(Collected data)
——————
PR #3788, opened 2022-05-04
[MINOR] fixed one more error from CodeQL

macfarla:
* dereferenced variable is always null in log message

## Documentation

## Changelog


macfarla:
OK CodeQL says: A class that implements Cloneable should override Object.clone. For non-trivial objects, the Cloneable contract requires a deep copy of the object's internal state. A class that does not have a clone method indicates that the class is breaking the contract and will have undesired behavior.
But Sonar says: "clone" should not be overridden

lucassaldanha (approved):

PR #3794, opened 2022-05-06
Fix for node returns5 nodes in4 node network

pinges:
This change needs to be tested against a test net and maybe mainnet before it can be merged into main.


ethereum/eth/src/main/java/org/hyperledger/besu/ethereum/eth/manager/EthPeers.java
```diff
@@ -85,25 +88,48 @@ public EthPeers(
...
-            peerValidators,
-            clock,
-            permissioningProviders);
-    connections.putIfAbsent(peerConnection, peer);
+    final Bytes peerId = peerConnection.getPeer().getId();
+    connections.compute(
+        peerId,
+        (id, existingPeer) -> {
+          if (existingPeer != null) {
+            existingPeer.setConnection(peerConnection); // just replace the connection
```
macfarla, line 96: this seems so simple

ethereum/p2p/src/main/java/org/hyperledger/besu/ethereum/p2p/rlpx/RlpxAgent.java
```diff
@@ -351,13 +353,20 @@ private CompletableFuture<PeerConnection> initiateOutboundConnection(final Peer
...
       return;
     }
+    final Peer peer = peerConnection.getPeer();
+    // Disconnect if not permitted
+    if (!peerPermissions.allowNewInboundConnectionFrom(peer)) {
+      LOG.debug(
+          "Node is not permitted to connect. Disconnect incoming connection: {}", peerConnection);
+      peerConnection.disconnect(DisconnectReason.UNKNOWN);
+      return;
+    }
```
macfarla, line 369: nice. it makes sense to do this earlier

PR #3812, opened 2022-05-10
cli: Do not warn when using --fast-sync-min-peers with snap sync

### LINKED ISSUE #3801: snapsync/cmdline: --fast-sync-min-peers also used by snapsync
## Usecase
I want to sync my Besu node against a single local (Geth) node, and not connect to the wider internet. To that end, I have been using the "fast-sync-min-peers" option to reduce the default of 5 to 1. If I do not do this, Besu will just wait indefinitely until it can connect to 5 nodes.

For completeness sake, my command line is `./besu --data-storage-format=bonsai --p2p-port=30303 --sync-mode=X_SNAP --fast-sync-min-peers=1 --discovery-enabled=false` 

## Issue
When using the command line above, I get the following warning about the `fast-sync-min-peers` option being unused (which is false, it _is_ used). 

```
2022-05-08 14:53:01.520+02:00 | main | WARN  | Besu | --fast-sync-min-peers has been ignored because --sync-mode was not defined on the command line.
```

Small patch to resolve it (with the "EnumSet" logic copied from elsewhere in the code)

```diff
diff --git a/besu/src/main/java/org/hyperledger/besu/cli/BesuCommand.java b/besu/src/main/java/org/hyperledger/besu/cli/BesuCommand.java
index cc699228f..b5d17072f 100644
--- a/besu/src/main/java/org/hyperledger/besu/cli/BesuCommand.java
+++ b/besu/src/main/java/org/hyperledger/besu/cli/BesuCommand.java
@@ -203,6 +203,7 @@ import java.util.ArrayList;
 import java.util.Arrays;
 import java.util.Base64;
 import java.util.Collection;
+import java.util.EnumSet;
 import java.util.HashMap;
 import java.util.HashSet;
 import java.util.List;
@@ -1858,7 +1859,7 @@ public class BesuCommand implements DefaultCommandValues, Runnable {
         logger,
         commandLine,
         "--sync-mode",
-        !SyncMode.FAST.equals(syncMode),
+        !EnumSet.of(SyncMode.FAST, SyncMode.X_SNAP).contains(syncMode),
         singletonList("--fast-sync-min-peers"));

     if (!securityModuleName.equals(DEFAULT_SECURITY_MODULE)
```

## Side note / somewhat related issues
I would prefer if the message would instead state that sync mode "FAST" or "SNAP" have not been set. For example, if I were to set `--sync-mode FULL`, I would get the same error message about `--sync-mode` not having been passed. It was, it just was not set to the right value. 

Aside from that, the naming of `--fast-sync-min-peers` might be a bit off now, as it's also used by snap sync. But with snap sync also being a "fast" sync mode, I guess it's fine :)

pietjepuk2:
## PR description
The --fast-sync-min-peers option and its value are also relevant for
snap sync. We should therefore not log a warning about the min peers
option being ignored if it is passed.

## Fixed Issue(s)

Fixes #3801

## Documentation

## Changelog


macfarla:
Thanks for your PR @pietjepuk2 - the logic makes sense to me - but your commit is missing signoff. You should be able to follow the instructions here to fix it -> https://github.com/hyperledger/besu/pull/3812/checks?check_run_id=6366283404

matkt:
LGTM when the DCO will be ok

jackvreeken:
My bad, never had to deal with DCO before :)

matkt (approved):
——————
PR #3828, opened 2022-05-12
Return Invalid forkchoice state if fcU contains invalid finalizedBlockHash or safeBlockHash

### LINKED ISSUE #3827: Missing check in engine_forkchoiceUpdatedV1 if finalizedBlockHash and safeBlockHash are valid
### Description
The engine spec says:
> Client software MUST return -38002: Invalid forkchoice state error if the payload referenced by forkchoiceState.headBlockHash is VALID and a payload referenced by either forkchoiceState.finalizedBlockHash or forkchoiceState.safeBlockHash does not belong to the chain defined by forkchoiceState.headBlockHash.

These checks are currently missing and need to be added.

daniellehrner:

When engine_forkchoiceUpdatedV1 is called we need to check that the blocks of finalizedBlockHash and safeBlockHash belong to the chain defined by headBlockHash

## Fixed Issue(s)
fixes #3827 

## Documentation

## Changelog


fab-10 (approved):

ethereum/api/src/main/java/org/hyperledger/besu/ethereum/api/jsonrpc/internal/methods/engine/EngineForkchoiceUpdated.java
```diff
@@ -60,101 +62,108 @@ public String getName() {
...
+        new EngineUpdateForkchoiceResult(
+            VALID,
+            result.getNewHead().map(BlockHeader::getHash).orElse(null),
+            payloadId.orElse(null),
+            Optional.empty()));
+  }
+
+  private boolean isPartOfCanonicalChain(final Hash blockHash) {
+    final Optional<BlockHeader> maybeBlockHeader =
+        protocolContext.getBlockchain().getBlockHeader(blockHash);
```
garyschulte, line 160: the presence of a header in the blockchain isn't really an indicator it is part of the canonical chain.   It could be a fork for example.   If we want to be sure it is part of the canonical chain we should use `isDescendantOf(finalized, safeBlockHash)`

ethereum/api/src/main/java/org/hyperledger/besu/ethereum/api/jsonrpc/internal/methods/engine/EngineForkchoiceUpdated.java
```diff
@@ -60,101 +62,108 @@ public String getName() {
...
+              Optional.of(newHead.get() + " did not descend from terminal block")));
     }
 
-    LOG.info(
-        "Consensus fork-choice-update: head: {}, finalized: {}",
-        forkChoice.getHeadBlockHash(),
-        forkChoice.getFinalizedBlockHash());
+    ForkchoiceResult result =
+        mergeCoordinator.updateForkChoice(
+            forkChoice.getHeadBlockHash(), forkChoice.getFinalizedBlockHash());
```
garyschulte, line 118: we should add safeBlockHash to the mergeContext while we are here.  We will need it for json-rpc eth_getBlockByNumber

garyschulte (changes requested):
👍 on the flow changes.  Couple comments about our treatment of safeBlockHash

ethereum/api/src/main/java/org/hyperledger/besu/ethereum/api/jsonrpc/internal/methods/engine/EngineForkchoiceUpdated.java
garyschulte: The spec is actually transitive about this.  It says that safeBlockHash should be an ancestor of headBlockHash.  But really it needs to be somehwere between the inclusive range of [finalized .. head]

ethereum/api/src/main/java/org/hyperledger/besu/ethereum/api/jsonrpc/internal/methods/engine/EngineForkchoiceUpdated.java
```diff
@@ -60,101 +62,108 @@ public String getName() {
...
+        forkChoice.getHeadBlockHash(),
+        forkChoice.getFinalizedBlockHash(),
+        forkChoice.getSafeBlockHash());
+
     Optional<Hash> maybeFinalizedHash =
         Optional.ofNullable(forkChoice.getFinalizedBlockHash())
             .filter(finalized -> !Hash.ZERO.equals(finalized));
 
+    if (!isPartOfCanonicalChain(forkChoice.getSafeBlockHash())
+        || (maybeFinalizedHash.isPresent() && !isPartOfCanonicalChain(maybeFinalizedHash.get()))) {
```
——————
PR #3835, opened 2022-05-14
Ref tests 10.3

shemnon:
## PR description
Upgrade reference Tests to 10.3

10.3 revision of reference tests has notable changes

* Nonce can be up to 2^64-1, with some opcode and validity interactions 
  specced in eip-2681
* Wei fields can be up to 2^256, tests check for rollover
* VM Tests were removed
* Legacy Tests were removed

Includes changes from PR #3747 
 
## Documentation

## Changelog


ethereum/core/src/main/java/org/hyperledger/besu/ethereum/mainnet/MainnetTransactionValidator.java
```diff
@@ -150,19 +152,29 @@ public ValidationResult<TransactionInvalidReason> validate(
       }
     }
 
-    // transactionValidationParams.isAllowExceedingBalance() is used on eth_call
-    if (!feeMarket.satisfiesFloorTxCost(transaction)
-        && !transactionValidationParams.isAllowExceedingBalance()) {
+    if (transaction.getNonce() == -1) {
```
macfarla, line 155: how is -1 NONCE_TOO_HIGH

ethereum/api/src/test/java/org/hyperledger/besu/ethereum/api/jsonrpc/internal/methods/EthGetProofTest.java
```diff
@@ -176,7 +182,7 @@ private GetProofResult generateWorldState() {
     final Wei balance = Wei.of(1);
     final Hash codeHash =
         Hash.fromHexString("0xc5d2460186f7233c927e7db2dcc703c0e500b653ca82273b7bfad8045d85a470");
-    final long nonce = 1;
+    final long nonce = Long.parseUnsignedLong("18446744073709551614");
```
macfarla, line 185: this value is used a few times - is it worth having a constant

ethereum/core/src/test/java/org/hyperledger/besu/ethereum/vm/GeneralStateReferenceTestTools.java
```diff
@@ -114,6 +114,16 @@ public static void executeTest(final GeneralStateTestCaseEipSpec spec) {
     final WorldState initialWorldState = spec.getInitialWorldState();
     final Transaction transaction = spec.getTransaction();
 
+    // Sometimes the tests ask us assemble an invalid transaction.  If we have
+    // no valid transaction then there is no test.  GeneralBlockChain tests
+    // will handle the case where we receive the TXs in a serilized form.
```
——————
## WORK ITEM
Beginning at the line with "PR #3788, opened 2022-05-04" and stopping after the line with "OK CodeQL says: A", please write out every line of the data above exactly and nothing else.

## REPLY
PR #3788, opened 2022-05-04
[MINOR] fixed one more error from CodeQL

macfarla:
* dereferenced variable is always null in log message

## Documentation

## Changelog


macfarla:
OK CodeQL says: A class that implements Cloneable should override Object.clone. For non-trivial objects, the Cloneable contract requires a deep copy of the object's internal state. A class that does not have a clone method indicates that the class is breaking the contract and will have undesired behavior.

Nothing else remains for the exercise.